Now not only celebrating the 40th anniversary of the album but very soon, a full 45 years together, Britain's premier folk-rockers are the epitome of the term 'seasoned professionals': yet, in spite of the somewhat polished sanitisation such a term could hint at, and a decidedly conservative audience, myself and BFI Flipside's Vic Pratt notwithstanding in our Wyngardian facial hair and O'Sullivanian threads, the band, finally achieving a stable lineup in the last 12 years with ‘classic' members Simon Nicol and Dave Pegg and 80s recruit Ric Sanders (ex Soft Machine - I always point that out where possible) augmented by Morris king Chris Leslie on guitar on mandolin and Fotheringay/Cat Islam/Pentangle alumni Gerry Conway on drums, still refuse to settle into comfortable predictability, retaining an edge younger 'folk' players have already lost by the time they first set foot in a studio.

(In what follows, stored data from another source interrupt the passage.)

PR #193, opened 2016-04-20
initial scribble commit

jball23:
complete: 4
comfort: 2

frustrating!


jball23:
I undid a lot of what I had done on my initial commit to try and make it look better and use associations, began refactoring it, couldn't get it back to where I needed it to be and I don't have the energy/time to get it back and I want to get into project mode.  Sorry for the incompleteness!!

app/controllers/comments_controller.rb
```diff
@@ -0,0 +1,23 @@
+class CommentsController < ApplicationController
+
+def new
+  @comment = Comment.new
+end
+
+def create
```
andrewsunglaekim, line 7: how will it get the post id?

app/controllers/posts_controller.rb
```diff
@@ -0,0 +1,51 @@
+class PostsController < ApplicationController
+
+  def index
+    @posts = Post.all
+    @comments = Comment.all
```
andrewsunglaekim, line 5: do you want all of the comments here? how will you know which ones are for which post? In the view when we iterate through posts we can do something with all it's comments:

``` ruby
@posts.each do |post|
   post.comments.each do |comment|
    # does somethings with each comment
  end
end
```

app/controllers/posts_controller.rb
```diff
@@ -0,0 +1,51 @@
...
+  end
+
+  def show
+    @posts = Post.all
```
andrewsunglaekim, line 9: i dont think you need all of the posts for the show action.

app/controllers/posts_controller.rb
```diff
@@ -0,0 +1,51 @@
...
+
+  def update
+    @post = Post.find(params[:id])
+    @post.update(post_params)
+    redirect_to @post
+  end
+
+  def create
+    @post = Post.create(post_params)
+    @comment = Comment.create(@comment)
```
andrewsunglaekim, line 32: as a matter of separation of concerns and single responsibility. The create action should only create 1 model, the model the controller is based around. In this case, the posts controller should only create posts.

app/views/comments/_form.html.erb
```diff
@@ -0,0 +1,12 @@
...
+<div class="comment_form">
+  <%= form_for [@post, @comment] do |f| %>
+    <p><%= f.label :author %></p>
+    <p><%= f.text_field :author %></p>
+    <p><%= f.label :body %></p>
+    <p><%= f.text_area :body %></p>
+    <p><%= f.hidden_field @post.id %></p>
+       <%= f.submit %>
+  <% end %>
+</div>
```
andrewsunglaekim, line 12: 👍

app/views/posts/_post.html.erb
```diff
@@ -0,0 +1,7 @@
+<div class="all_posts">
+  <% @posts.each do |post| %>
+  <p><%= link_to post.title, post_path(post) %></p>
+  <p>Written By: <%= post.author %></p>
+  <p><%= post.body %></p>
+  <% end %>
+</div>
```
andrewsunglaekim, line 7: 👍

andrewsunglaekim:
Your close in a lot of ways. I would take another look at this assignment when you get a chance. Additionally, I would run through the Ruby on Rails Guides tutorial to get that muscle memory down. I think i did it something like 6 times by the end of the course. It's very helpful with regard to seeing all the moving pieces fit together.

Maybe it's just something that always remains with you: stripped wisely (even on 'Cell Song', which was based around Fender Rhodes on the original) of any unnecessary MIDI keyboards, which blighted some turn of century gigs, and left to excel at their respective instruments, they create a special something, a world of wood, bracken and wordsmithery like only they know how.

'Dream Song', the tune which gave me chills as a teenager despite, in my brother's opinion anyway, humorously including the word 'John' one time too many in the lyric, is as perfect as any rendition can be, while 'Hanging Song', though still stamped indelibly with the identity of the estranged Dave Swarbrick, is a roller-coaster ride of galloping rhythm and erudition that, if written by an American band, would be undoubtedly better known, if inevitably not as good.

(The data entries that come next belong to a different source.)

PR #195, opened 2016-04-21
completed restful routes for posts and comments

marygriffus:
Comfort: 4 - not totally happy with tags/categories
Completeness: 5


app/controllers/comments_controller.rb
```diff
@@ -0,0 +1,27 @@
+class CommentsController < ApplicationController
+  def create
+    @comment = Comment.create!(comment_params)
```
adambray, line 3: Suggest not using `!` methods in controllers, as they lead to a generic error page if the request fails. Instead, using an `if` statement (like we did in the validations lesson) with either a redirect + flash message or re-rendering the form w/ error messages leads to a nicer UX.

app/controllers/posts_controller.rb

Later on in the set Sanders, who has known Pegg since childhood, alludes to the bassist's father being worried in 1966 when 'our Dave grew his hair long and joined a pop group called the Uglys: that raw, beat group sound still surfaces in his playing tonight, even at his most proficient and exemplary, and while Leslie may lack the jagged edges of a Thompson, Lucas, Donahue or even Allcock, somewhere within both his lead and Nicol's rhythm still beats the heart of the afghan-clad psych combo from Muswell Hill that once introduced Emmit Rhodes' 'Time Will Show The Wiser' to a UK audience.

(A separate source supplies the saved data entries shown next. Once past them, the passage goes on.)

PR #199, opened 2016-06-30
timeboxed

AT89:
edits not working properly, James couldn't help me with it either. Not sure whats wrong with it; I tried other methods such as using patch but it just broke the whole server until I couldnt figure out how to even revert it back. So i had to do a hard git reset.

frustrated and its 8pm on wednesday, I am ending it to save my sanity/getting burned out;spent around 6-8hours total on it.

--code breaks when i do the nesting so i left comments nesting out

comfort level 3/5
completeness 2/5

Hoping that I can learn more on Rails with the project..


scribble/app/controllers/comments_controller.rb
```diff
@@ -0,0 +1,22 @@
+class CommentsController < ApplicationController
+
+  def show
+    @comment = Comment.find(params[:id])
+  end
+
+  def new
+    @comment = comment.new
```
nolds9, line 8: think you need to instance variables defined - missing one for the `Post` this new comment should be associated to

scribble/app/controllers/comments_controller.rb
```diff
@@ -0,0 +1,22 @@
...
+  end
+
+  def create
+    @post = Post.find(params[:post_id])
+    @comment = @post.comments.create(comment_params)
+    redirect_to @post
+  end
+
```
nolds9, line 16: edit / update for comments?

scribble/app/controllers/posts_controller.rb
```diff
@@ -0,0 +1,47 @@
...
+  def update
+    @post = Post.find(params[:id])
+    @post.update(post_params)
+      redirect_to @post
+  end
+
+  def create
+    @post = Post.create(post_params)
+
+    if @post.save
```
nolds9, line 28: this line is not being used because of the `.create` above I think.

scribble/app/controllers/posts_controller.rb
```diff
@@ -0,0 +1,47 @@
...
+  end
+
+  def update
+    @post = Post.find(params[:id])
+    @post.update(post_params)
+      redirect_to @post
+  end
+
+  def create
+    @post = Post.create(post_params)
```
nolds9, line 26: probably want `.new` here since you are checking to see if it saves below

scribble/app/models/post.rb
```diff
@@ -0,0 +1,5 @@
+class Post < ActiveRecord::Base
+  has_many :comments
+  validates :topic, presence: true,
+                  length: { minimum: 5 }
```
nolds9, line 4: 👍

scribble/app/views/posts/edit.html.erb
```diff
@@ -0,0 +1,27 @@
+<h1> Edit post</h1>
+
+<%= form_for :post, url: posts_path do |post| %>
```
nolds9, line 3: Believe this is the wrong syntax for `form_for`... what about something like:

```
<%= form_for @post do | f | %>
   # all fields here
<% end %>
```

scribble/app/views/posts/show.html.erb
```diff
@@ -0,0 +1,40 @@
...
+  </p>
+
+  <p>
+    <strong>Comment:</strong>
+    <%= comment.text %>
+  </p>
+<% end %>
+
+<h2>Add a comment:</h2>
+<%= form_for([@post, @post.comments.build]) do |f| %>
```
nolds9, line 26: need to define `@post` in controller...

nolds9:
:+1: Good job on this, please review my comments and let me know if you have any questions. Would encourage you to come back to this and implement the rest of the outlined features.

Lest we forget, this is not just folk but folk-rock, and rock it does too, with the smoky melodies and farmy harmonies of new tunes 'The Festival Bell' 'Darkside Wood' 'The Wild Cape Horn' and 'Celtic Moon' (all from an album Peggy wryly refuses to refer to as 'their last', just in case, at their age, it is) holding my attention far more than I'd expected, and even the slightly poppy 'Rui's Guitar' - dedicated to a Portuguese friend of theirs who actually supplied said instrument, and handled by Leslie as deftly as any other in his six-string armoury - boding well for the future.

Playing so many new songs in a row in front of a certain quota of oldies who in turn expect a certain quota of oldies is brave, but thankfully everyone seemed keen to join them on the journey, and their eventual reward was an incredible closing trio of 'Who Knows Where The Time Goes' 'Matty Groves' and what else but 'Meet On The Ledge' (featuring guest lead vocals from their support act) thankfully shorn of any of the arch silliness that ruined them in recent years, with the first respectfully dedicated to its late author Sandy Denny, unbelievably only seventeen at the time of composition.

Fairport may never scale those creative peaks again, or indeed attain the breathtaking scope of 'Full House' 'Angel Delight' and 'Babbacombe Lee' itself: even the mid-career highlight of their late 80s masterpiece 'Red And Gold' seems like another world away now, but invention, innovation and most of all passion are still very much on display, and one Simon Nicol or Chris Leslie alone is worth a million Mumfords and their sons.

Seems like the band they couldn't hang have escaped the gallows once more.